Hospital Bosses Face Fire Over Hidden Fees, Defend Pricing as Necessary

Hospital Bosses Face Fire Over Hidden Fees, Defend Pricing as Necessary

Hospital executives took the hot seat Tuesday before a House committee determined to pin blame for soaring healthcare costs on their doorstep, but they left unchanged in their conviction that higher prices and facility charges are unavoidable.

Four major health system CEOs testified before the House Ways and Means Committee, facing pointed criticism from Republicans over what they called exploitation through inflated facility fees. The executives represented HCA Healthcare, CommonSpirit Health, New York-Presbyterian and ECU Health.

The hearing centered on a stark reality: patients routinely pay double or triple for identical services depending on whether they walk into a hospital-affiliated clinic versus an independent practice. Rep. David Kustoff of Tennessee offered a concrete example. An independent surgical center in his district charged a $656 facility fee for a colonoscopy. A hospital outpatient facility performing the same procedure charged $1,222, a 100 percent markup that served no purpose except to fund hospital overhead.

Rep. Greg Steube of Florida painted a similar picture from his state, where hospital-owned outpatient clinics consistently outcharge physician-owned competitors despite delivering identical care. "How can you justify facility fees on outpatient facilities when there is no meaningful difference in the care delivered or the quality of the care?" Steube demanded.

Committee Chair Jason Smith, a Missouri Republican, set the tone early. "The American people are fed up with outrageous prices that seem artificially high," he said.

Hospitals now command roughly one-third of all U.S. healthcare spending, or about $1.6 trillion annually. Research published in JAMA Health Forum demonstrated that patients consistently shoulder higher bills when their doctor operates within a hospital system or under private equity ownership, compared to truly independent practitioners.

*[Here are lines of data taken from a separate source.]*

PR #150, opened 2022-12-08
Add creation of projects.jsonl in docs update script

polm:
This adds the creation of a projects.jsonl file to the docs update script. The resulting file can be used to get a list of projects in the repo, which can be useful for an interactive project selector, for example.


.github/update_docs.py
```diff
@@ -14,11 +15,25 @@ def main(root: Path = typer.Argument(Path.cwd(), help="Root path to look in")):
...
+        entry = {"shortname": f"{path.parent.name}/{path.name}"}
+        entry["title"] = config["title"]
+        entry["description"] = config.get("description", "")
+        entries.append(entry)
+
+
+    with open("projects.jsonl", "w") as jsonfile:
+        for entry in entries:
+            jsonfile.write(json.dumps(entry))
+            jsonfile.write("\n")
```
svlandeg, line 35: It would be nice to print a message to the command line that acknowledges this has happened, similar to how the rest of the command works

svlandeg (commented):
I can totally see how this can be useful, thanks!

One thing we need to consider is that you can run `update_docs.py` also for a subdirectory. Do we want to have these `jsonl` files also in `benchmarks`, `experimental` etc? And how do we prevent this being generated if `update_docs.py` is run on a single project? It would currently generate an empty .jsonl which is clearly not ideal.

projects.jsonl
```diff
@@ -0,0 +1,46 @@
...
...--------|-----------|\n| DNA       |    0.70     | 0.36     |  0.47     |\n| protein   |    0.77     | 0.52     |  0.62     |\n| cell_line |    0.77     | 0.30     |  0.44     |\n| cell_type |    0.76     | 0.62     |  0.68     |\n| RNA       |    0.77     | 0.25     |  0.38     |\n| **Overall**| 0.76       | 0.47     |  0.58     |\n\n#### NER Results\n\nNER performs well against SpanCat for all entity types, but note that this\nprocess entails training five (5) models per entity type. This might work if\nyou have a small number of entities, but can be computationally heavy if you\nhave a lot.\n\n|           |   Precision | Recall |   F-score |\n|-----------|-------------|--------|-----------|\n| DNA       |    0.74     | 0.63   |  0.68     |\n| protein   |    0.76     | 0.72   |  0.74     |\n| cell_line |    0.74     | 0.57   |  0.64     |\n| cell_type |    0.78     | 0.72   |  0.75     |\n| RNA       |    0.86     | 0.65   |  0.74     |\n\nSince we have five (5) separate models in NER, what we can do afterwards is\ncombine them into a single `Doc` that transfers `doc.ents` to `doc.spans`. Since\nthe tokens are the same, we don't need to worry about misalignments and the like.\n"}
```
svlandeg, line 17: It seems to me that some of the "description" fields have been slightly "abused" to add all kinds of additional information that should only go in the readme. We should clean those out so that the resulting jsonl here is much more compact & clear.

polm:
I hadn't considered the case where the script was run on subdirectories. It only makes sense to have this json at the top level of the repo, so I just split the functionality into a separate script.

projects.jsonl
polm: I think it's OK for the description to be long and README-like, though the inconsistency in the way we do this is definitely an issue. For now I'll modify a couple of READMEs to have less in the description and more in the non-automated part and see how that looks.

polm: For all of the project files where there was a lengthy description, I moved most of it to the actual README file. There are a few borderline ones, like `pipelines/polar_component`, where I just left them as-is, but they could be split up.

Doing this I can see why everything ends up in the project file - the auto-generated docs contain the title, which is a natural start, and end with a list of steps etc., which is nice to have but more supplementary. So in between those is a natural place to put docs, but it's not possible to do that with the auto generated docs unless everything goes in the project file. 

I think things are still OK with the changes here, but maybe something to think about for the future.

polm:
I modified all very long descriptions in project files so that they are in README files instead. There are a few that were kind of borderline (like `pipelines/polar_component`) that I left alone. So things should be consistent now.

One thing that came up modifying this is that it became clear why some descriptions got long: the auto-docs include the title (which should be first) and also autogenerated tables of commands etc., which are nice to have but less important. So in the middle feels like a natural place to put docs. 

I think this edit is OK anyway, but something to keep in mind I guess.

.github/update_projects_json.py
```diff
@@ -0,0 +1,35 @@
...
+    msg.info(f"Updating projects.json in {root}")
+    entries = []
+    # We look specifically for project directories
+    for path in root.glob(f"**/*/{PROJECT_FILE}"):
+        path = path.parent
+
+        # prep data for the json file
+        config = load_project_config(path)
+        entry = {"shortname": f"{path.parent.name}/{path.name}"}
+        entry["title"] = config["title"]
```
rmitsch, line 24: Can we guarantee that `title` will always be available?

rmitsch (approved):
Looks reasonable to me. Maybe at some point we should run the update scripts automatically in the CI?

.github/update_projects_json.py
polm: In the schema the title is technically optional, so in general, we can't guarantee it's there. However, for this specific repo, I would consider it an error for any project to not have a title.

polm:
I think it'd make sense to have the data building scripts run regularly, like we do for black in spaCy.

rmitsch:
> I think it'd make sense to have the data building scripts run regularly, like we do for black in spaCy.

So including it in the `pre-commit` config?

rmitsch (approved):

polm:
Thanks for the reviews. On one last look-over I noticed some of the READMEs that should have had content moved had it deleted instead, so I fixed that. 

Since this is otherwise OK I'll go ahead and merge it.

The hospital leaders did not retreat. Instead, they reframed their pricing as a reflection of obligation and subsidy. Hospitals alone, they argued, face a federal mandate to treat all patients regardless of ability to pay. Private clinics, by contrast, can cherry-pick their customers and demand upfront payment.

"We're the only participants in the healthcare value chain that have that obligation," said Michael Waldrum, CEO of ECU Health in North Carolina. "Doctors, nurses, insurance companies, drug companies do not."

The executives also pointed to reimbursement shortfalls from government programs like Medicare and Medicaid, claiming they routinely lose money on those patients and offset losses through higher charges elsewhere. They further argued their prices reflect superior quality and the complexity of treating sicker patient populations.

Democrats largely sat out the confrontation. Instead, they accused Republicans of theater designed to distract from Medicaid cuts that the GOP pushed through as part of President Trump's domestic policy package last year. Rep. Lloyd Doggett of Texas called it "more a deflection hearing than a hospital hearing." Ranking Democrat Richard Neal of Massachusetts suggested Republicans were misdirecting blame away from their own policy choices.

Author Sarah Mitchell: "The hospital argument about federal mandates has merit, but it doesn't explain why they charge three times as much at their outpatient facilities as independent centers do, nor does it excuse burying those costs in murky facility fees."